All that would be missing is a for loop and a max amount of files.

[IO.directory]::setCurrentDirectory($(get-location).Path) #Changes directory to current PS directory
[Int64]$size = 150MB #This allows you to set the size beforehand
[Int16]$AmountOfFiles = 10
for ($i = 0; $i -lt $AmountOfFiles; $i++) {
    $f = new-object System.IO.FileStream ".\test_$i.dat", Create, ReadWrite
    $f.SetLength($Size)
    $f.Close()
}

And lets go one by one the lines, just for fun and clarity:

[IO.directory]::setCurrentDirectory($(get-location).Path) #Changes directory to current PS directory

As explained on the previous answer, PS session has an "underlying" path used by .Net that it's not the same as the "current directory" (get-location or pwd), therefore we have to "manually" change it. That's achieved with the $(Get-Location).Path portion of the code, it will set the "underlying" path to the same path as the PSSession.
 

[Int64]$size = 150MB #This allows you to set the size beforehand
[Int16]$AmountOfFiles = 10

Self-explanatory but basically we can set the size and the amount of files we need.
The size can be anything, 1GB, 12MB, 15KB. Powershell will take care of the conversion.

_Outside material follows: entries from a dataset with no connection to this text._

PR #2620, opened 2021-06-07
Change aggregation of executor CPU and run time for Qualification tool to speed up query

tgravescs:
Running the qualification tool over all nds results and having it include the executor cpu time percent was taking about 45 minutes and required 30G driver memory.  To address this I changed the way we aggregate those metrics just for the qualification side so that we don't need to keep all tasks and create the individual tasks table.  Now it just aggregates them up per stage on the fly and we can simply look it up per stage and aggregate them based on that.  That improved the run time to be about 15 minutes and I used 5G memory (I might be able to use less, this is what I set it at).

since the performance is better I turned it on by default and changed config to allow removing it if you don't want it for some reason.

### DIFF
--- a/tools/src/main/scala/org/apache/spark/sql/rapids/tool/profiling/EventsProcessor.scala
+++ b/tools/src/main/scala/org/apache/spark/sql/rapids/tool/profiling/EventsProcessor.scala
@@ -262,8 +262,8 @@ class EventsProcessor(forQualification: Boolean = false) extends Logging {
       val taskSum = app.stageTaskQualificationEnd.getOrElseUpdate(stageAndAttempt, {
         new StageTaskQualificationSummary(event.stageId,
           event.stageAttemptId,
-          event.taskMetrics.executorRunTime,
-          NANOSECONDS.toMillis(event.taskMetrics.executorCpuTime))
+          0,
+          0)
       })
       taskSum.executorRunTime += event.taskMetrics.executorRunTime
       taskSum.executorCPUTime += NANOSECONDS.toMillis(event.taskMetrics.executorCpuTime)
--- a/tools/src/main/scala/org/apache/spark/sql/rapids/tool/profiling/EventsProcessor.scala
+++ b/tools/src/main/scala/org/apache/spark/sql/rapids/tool/profiling/EventsProcessor.scala
@@ -259,8 +259,8 @@ class EventsProcessor(forQualification: Boolean = false) extends Logging {
 
     if (forQualification) {
       val stageAndAttempt = s"${event.stageId}:${event.stageAttemptId}"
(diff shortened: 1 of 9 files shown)


tools/src/main/scala/org/apache/spark/sql/rapids/tool/profiling/EventsProcessor.scala
```diff
@@ -26,9 +28,9 @@ import org.apache.spark.scheduler._
 import org.apache.spark.sql.execution.ui.{SparkListenerDriverAccumUpdates, SparkListenerSQLAdaptiveExecutionUpdate, SparkListenerSQLAdaptiveSQLMetricUpdates, SparkListenerSQLExecutionEnd, SparkListenerSQLExecutionStart}
 
 /**
- * This object is to process all events and do validation in the end.
+ * This class is to process all events and do validation in the end.
  */
-object EventsProcessor extends Logging {
+class EventsProcessor(forQualification: Boolean = false) extends Logging {
```
gerashegalov, line 33: maybe make an enum to make it easier to add different use cases later

tools/src/main/scala/org/apache/spark/sql/rapids/tool/profiling/EventsProcessor.scala
```diff
@@ -246,75 +248,86 @@ object EventsProcessor extends Logging {
...
+      for (res <- event.taskInfo.accumulables) {
+        try {
+          val value = res.value.getOrElse("").toString.toLong
+          val thisMetric = TaskStageAccumCase(
+            event.stageId, event.stageAttemptId, Some(event.taskInfo.taskId),
+            res.id, res.name, Some(value), res.internal)
+          app.taskStageAccum += thisMetric
+        } catch {
+          case e: ClassCastException =>
+            logWarning("ClassCastException when parsing accumulables for task "
```
gerashegalov, line 279: Since we are already modify this code, maybe let us combine it into a single log statement for the same issue instead of three

tools/src/main/scala/org/apache/spark/sql/rapids/tool/profiling/EventsProcessor.scala
tgravescs: we can do this later when we don't have so tight deadline, its functionally correct for now

tools/src/main/scala/org/apache/spark/sql/rapids/tool/profiling/EventsProcessor.scala
tgravescs: same here, it's not required right now so we can do followup.  I would like to make pass through all code next release to clean some things up

nartal1:
build

nartal1 (approved):

gerashegalov (approved):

for ($i = 0; $i -lt $AmountOfFiles; $i++) 

An standard for loop:

  1. It initiates a variable called i on 0 (that can also be used inside the { } of the loop).
  2. It sets the maximum amount of files allowed to be less than (-lt) the $AmountOfFiles variable, so in this case $i will reach 9 and then stop looping.
  3. After each iteration, it will increase the value of $i by one

Finally:

$f = new-object System.IO.FileStream ".\test_$i.dat", Create, ReadWrite
$f.SetLength($Size)
$f.Close()
  • The first line sets the new object that will create the "dummy" files, and will place them on the current directory and set the name to "test_#.dat" where # is the current iteration, the first one will be 0 and the last one will be 9 (test_0.dat .. test_9.dat).
  • The second line sets the "length" of the file, that means it's size, in this case it's 150MB or 157286400 bytes.
  • The last one simply stops the FileStream and creates the file.